--- Directions ---
Show every line below where "again" appears.

Dataset entries
PR #243, opened 2018-04-13
✨Feature/add importprocess button

### LINKED ISSUE #159: Import-Process-Button in processdef-list-view
#### Describe your issue

An "Import-Process"-Button needs to be implemented into the "list"-view.
This will make it much easier for the user to import processes and just start working on them.

#### Issue checklist

alexanderkasten:
## What did you change?

This PR adds an import BPMN button to the processdef-list.

Closes #159 

- checkout the branch
- `au run`
- import a BPMN file 

## PR-Checklist

### DIFF
--- a/electron_app/electron.js
+++ b/electron_app/electron.js
@@ -40,7 +40,7 @@ getPort({port: 8000, host: '0.0.0.0'})
       minHeight: 800,
       icon: path.join(__dirname, '../build/icon.png'),  // only for windows and linux
     });
-    
+
     mainWindow.loadURL(`file://${__dirname}/../index.html`);
     mainWindow.on('closed', () => {
       mainWindow = null;
--- a/electron_app/electron.js
+++ b/electron_app/electron.js
@@ -42,7 +42,6 @@ getPort({port: 8000, host: '0.0.0.0'})
     });
     
     mainWindow.loadURL(`file://${__dirname}/../index.html`);
-    // mainWindow.webContents.openDevTools();
     mainWindow.on('closed', () => {
       mainWindow = null;
     });
--- a/electron_app/electron.js
+++ b/electron_app/electron.js
@@ -40,8 +40,9 @@ getPort({port: 8000, host: '0.0.0.0'})
       minHeight: 800,
       icon: path.join(__dirname, '../build/icon.png'),  // only for windows and linux
     });
-
+    
     mainWindow.loadURL(`file://${__dirname}/../index.html`);
+    // mainWindow.webContents.openDevTools();
     mainWindow.on('closed', () => {
       mainWindow = null;
     });
--- a/src/modules/processdef-list/processdef-list.ts
+++ b/src/modules/processdef-list/processdef-list.ts
@@ -1,12 +1,13 @@
 import {BpmnStudioClient, IPagination, IProcessDefEntity, IUserTaskConfig} from '@process-engine/bpmn-studio_client';
 import {EventAggregator, Subscription} from 'aurelia-event-aggregator';
-import {inject, observable} from 'aurelia-framework';
+import {bindable, inject, observable} from 'aurelia-framework';
 import {Router} from 'aurelia-router';
-import {AuthenticationStateEvent} from '../../contracts/index';
+import {AuthenticationStateEvent, IProcessEngineService} from '../../contracts/index';
 import environment from '../../environment';
 
-@inject(EventAggregator, 'BpmnStudioClient', Router)
+@inject(EventAggregator, 'BpmnStudioClient', Router, 'ProcessEngineService')
 export class ProcessDefList {
+  private processEngineService: IProcessEngineService;
   private bpmnStudioClient: BpmnStudioClient;
   private eventAggregator: EventAggregator;
   private router: Router;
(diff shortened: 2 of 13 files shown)


src/modules/processengine/processengine.repository.ts
```diff
@@ -69,6 +69,22 @@ export class ProcessEngineRepository implements IProcessEngineRepository {
     return throwOnErrorResponse<any>(response);
   }
 
+  public async createProcessfromXML(xml: string): Promise<any> {
+    const xmlString: string = `{"xml": ${JSON.stringify(xml)}}`;
```
LeoTT: You could also use

```typescript
JSON.stringify({
    xml: xml,
});
```
easier to read, because it allows linebreaks and needs no template strings.

src/modules/processengine/processengine.repository.ts
```diff
@@ -69,6 +69,22 @@ export class ProcessEngineRepository implements IProcessEngineRepository {
...
+      headers: new Headers({
+        'Content-Type': 'application/json',
+      }),
+      body: xmlString,
+    };
+
+    const url: string = environment.processengine.routes.importBPMN;
+    const response: Response = await this.http.fetch(url, options);
+
+    return throwOnErrorResponse<any>(response);
```
LeoTT: Can we not use any for this case?
I would have no idea whether there is something useful inside this promise. I assume there is not, which would make it easy to get rid of this `any` and a couple of other `any`s which happened due to this.

src/modules/processdef-list/processdef-list.ts
```diff
@@ -16,16 +17,32 @@ export class ProcessDefList {
   private getProcessesIntervalId: number;
   private subscriptions: Array<Subscription>;
 
+  @bindable()
+  private selectedFiles: FileList;
```
LeoTT: Should be public because it is accessed in the template-file. I know that typescript does not recognize aurelia-template files and therefore no errors will occur, but it would be a plus to be able to trust private vars being only used in that specific class.

src/modules/processdef-list/processdef-list.ts
```diff
@@ -16,16 +17,32 @@ export class ProcessDefList {
...
+  private fileInput: HTMLInputElement;
```
LeoTT: same as above, public

electron_app/electron.js
```diff
@@ -40,8 +40,9 @@ getPort({port: 8000, host: '0.0.0.0'})
       minHeight: 800,
       icon: path.join(__dirname, '../build/icon.png'),  // only for windows and linux
     });
-
+
```
LeoTT: Delete whitespaces.
Most text editors allow you to delete trailing whitespaces end of lines after saving.

Vyperus:
When I import a process from my desktop this happens: 
bildschirmfoto 2018-04-17 um 09 43 53
Also I get this error:
bildschirmfoto 2018-04-17 um 09 45 05

Vyperus:
After updating all dependencies on the PE it works with other diagrams but not with the one I originally tested it with. I will look into this.

LeoTT:
If you import a diagram and there is already a process with that same name, it will simply overwrite that process definition.
That's a usability problem, which could be fixed in a later pr or now ('do you really want to overwrite..').

But it does more harm.
The database will be inconsistent. There will be elements referencing the now overwritten process definition.
Not clear what the damage is but can't be good.
Gives you the error message `Unhandledpromiserejectionwarning: Unhandled promise rejection (rejection id: 2): TypeError: Cannot read property 'data' of null` because the error handling in the postgres adapter is not helpful. 
That problem should be fixed before merging, probably with an error message like `There already is a process definition with that name.`

Vyperus:
Here are some informations I was able to extract from the xml's:

- if the diagram has NO lane, the import will work
- if the diagram has a lane but the name is not set, the import will break
- if the name of the lane is set, the property-panel can't read the id of the processRef if you click on the participant
- the name of the participant is not displayed correctly

In general: Diagrams that were exported by BPMN-Studio seem to work, but the import can't handle anything that isn't expected by us. Please check this again!

Vyperus:
Me and @alexanderkasten solved the issues I mentioned above and are now working to prevent @LeoTT issues from happening

src/modules/processengine/processengine.repository.ts
```diff
@@ -88,10 +91,19 @@ export class ProcessEngineRepository implements IProcessEngineRepository {
...
+      const url: string = environment.processengine.routes.importBPMN;
+      const response: Response = await this.http.fetch(url, options);
+      result = await throwOnErrorResponse<IErrorResponse>(response);
+    } catch (error) {
+      importError = error;
+    }
 
-    return throwOnErrorResponse<IErrorResponse>(response);
+    if (importError) {
+      throw importError;
```
LeoTT: I don't get this, you caught the error, saved it to a local var, then threw the error again. 
Is there a benefit? I don't see it and you could get rid of about 10 lines of code in that function.

src/modules/processengine/processengine.repository.ts
```diff
@@ -69,6 +75,30 @@ export class ProcessEngineRepository implements IProcessEngineRepository {
...
+        xml: xml,
+      }),
+    };
+
+    try {
+      const url: string = environment.processengine.routes.importBPMN;
+      const response: Response = await this.http.fetch(url, options);
+      result = await throwOnErrorResponse<IErrorResponse>(response);
+    } catch (error) {
+      throw error;
```
LeoTT: Looks better, but not quite what I meant. Why use try/catch? If something causes an error you gain nothing from treating that error by catching it and throwing it again.

If you don't want to do anything in that catch block you can just leave the error untreated and delete try/catch and make result a const.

--- Solved exercise ---
In general: Diagrams that were exported by BPMN-Studio seem to work, but the import can't handle anything that isn't expected by us. Please check this again!
LeoTT: I don't get this, you caught the error, saved it to a local var, then threw the error again. 
LeoTT: Looks better, but not quite what I meant. Why use try/catch? If something causes an error you gain nothing from treating that error by catching it and throwing it again.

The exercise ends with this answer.